Choose the relevant OTEL LLMonitor instance to open its dashboard. (In our case it should be something like LLM:DC1@<your_mac_username>).

Here, you’ll find key LLM observability metrics, including: Total Tokens, Total Cost, Total Requests, Average Latency, and many more. These metrics provide valuable insights into your LLM application's performance and usage. See below images for reference.

For more information about viewing traces, see the Analyze Calls and Traces docs page.

The following view is a snapshot-driven walkthrough of our demo monitoring dashboard.

This view summarizes the total tokens processed:

122 tokens overall (66 input, 56 output)
The top-used models were granite-13b-instruct-v2 and flan-ul2.
Most of the cost ($0.03) was attributed to flan-ul2, despite granite having higher output.

tokens view

The following view shows a clear cost distribution by model and service.

All 11 requests came through the service watsonx_llm_langchain_question.
Granite had 6 requests, Flan had 5—yet Flan generated all the cost.
This hints at possible differences in pricing or token usage efficiency.

cost distribution view

This time-series graph shows token usage per model and service across a 30-minute window.

Token spikes correlate with request activity.
Flan’s usage appears more frequent but with smaller token batches per call.

time-series graph

In the following view, you can see fluctuations in cost across time intervals.

Input and output costs mirror the token patterns seen earlier.
Granular tracking like this helps understand high-cost periods and optimize prompts accordingly.

cost fluctuations

Lastly, in this view, you see the request frequency and model latencies.

Flan and Granite both maintained steady throughput.
Latency varied slightly, with Flan showing slightly higher spikes at times, possibly due to concurrent loads.

model latencies view

Conclusion

By implementing the local-hosted (Agent Mode) observability setup described in this tutorial, you gain full control over telemetry processing within your environment while benefiting from Instana's powerful enrichment and visualization capabilities.

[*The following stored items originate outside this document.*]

PR #1782, opened 2023-06-26
Update Date&Time settings label for "Date & Time"

ajira86:
Proposal to update Date&Time label for issue #1746

image

PR #2133, opened 2024-10-02
datetime: Set the default year to the year during compile

FintasticMan:
Supersedes #2067.

### DIFF
--- a/src/components/datetime/DateTimeController.cpp
+++ b/src/components/datetime/DateTimeController.cpp
@@ -7,16 +7,29 @@
 using namespace Pinetime::Controllers;
 
 namespace {
-  char const* DaysStringShort[] = {"--", "MON", "TUE", "WED", "THU", "FRI", "SAT", "SUN"};
-  char const* DaysStringShortLow[] = {"--", "Mon", "Tue", "Wed", "Thu", "Fri", "Sat", "Sun"};
-  char const* MonthsString[] = {"--", "JAN", "FEB", "MAR", "APR", "MAY", "JUN", "JUL", "AUG", "SEP", "OCT", "NOV", "DEC"};
-  char const* MonthsStringLow[] = {"--", "Jan", "Feb", "Mar", "Apr", "May", "Jun", "Jul", "Aug", "Sep", "Oct", "Nov", "Dec"};
+  constexpr const char* const DaysStringShort[] = {"--", "MON", "TUE", "WED", "THU", "FRI", "SAT", "SUN"};
+  constexpr const char* const DaysStringShortLow[] = {"--", "Mon", "Tue", "Wed", "Thu", "Fri", "Sat", "Sun"};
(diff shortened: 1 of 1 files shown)


tituscmd:
While were at it changing stuff related to Date & Time, we could also consider this PR:

https://github.com/InfiniTimeOrg/InfiniTime/issues/1782

NeroBurner (approved):
Code looks good. When tested on device good to go

src/components/datetime/DateTimeController.cpp
```diff
@@ -7,16 +7,28 @@
...
+    return result;
+  }
 }
 
 DateTime::DateTime(Controllers::Settings& settingsController) : settingsController {settingsController} {
   mutex = xSemaphoreCreateMutex();
   ASSERT(mutex != nullptr);
   xSemaphoreGive(mutex);
+
+  SetTime(compileTimeAtoi(&__DATE__[7]), 0, 0, 0, 0, 0);
```
mark9064, line 31: Maybe add a comment explaining char 7->end encodes the year? Not a huge deal though

mark9064 (approved):
LGTM. Haven't tested on HW

PS: Took me about 5 minutes to understand the const correctness of the arrays, but I think you've got the type right. Well done 😅

FintasticMan:
Yeah, const-correctness in C++ isn't very obvious haha. I'm not by my dev kit so I can't debug this, but it really doesn't seem to like calling `SetTime` in the constructor, as doing so seems to result in a non-booting firmware.

mark9064:
Ah, that would be as system task doesn't exist yet so it hits a null ptr deref when it tries to push OnNewTime

FintasticMan:
Good thinking! Adding a NULL check should indeed fix it.

FintasticMan:
It boots now, but I haven't been able to get the time to not be read from `.noinit` :sweat_smile:, so I can't test if it actually works. I'm sure if the battery runs out it'll reset the time (isn't it annoying having such good battery life!)

NeroBurner:
Is it possible to make a Firmware that always reads the noinit data I instead of the filesystem?

mark9064:
image
So I tried @pipe01's InfiniEmu and it looks like we're off by a little bit. I'd guess the month and day are meant to be ones

FintasticMan:
That makes a lot of sense haha.

FintasticMan:
My watch just ran out of battery, so I can confirm: this does work on actual hardware!

src/components/datetime/DateTimeController.cpp
```diff
@@ -46,7 +59,9 @@ void DateTime::SetTime(uint16_t year, uint8_t month, uint8_t day, uint8_t hour,
   UpdateTime(previousSystickCounter, true);
   xSemaphoreGive(mutex);
 
-  systemTask->PushMessage(System::Messages::OnNewTime);
+  if (systemTask) {
```
mark9064, line 62: The other checks in the file do `systemTask != nullptr`, maybe worth being consistent? Very minor though

mark9064 (approved):

JF002 (approved):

This approach ensures that sensitive LLM data remains within your local network before being securely forwarded to the Instana backend, reducing latency and improving data governance. It also enables real-time, high-fidelity insights, covering token usage, cost, latency, and workflow traces, without relying on external infrastructure.

Whether you're iterating on prototypes or stress-testing production workloads, this method delivers a reliable, transparent, and cost-aware foundation for monitoring and optimizing your LLM applications.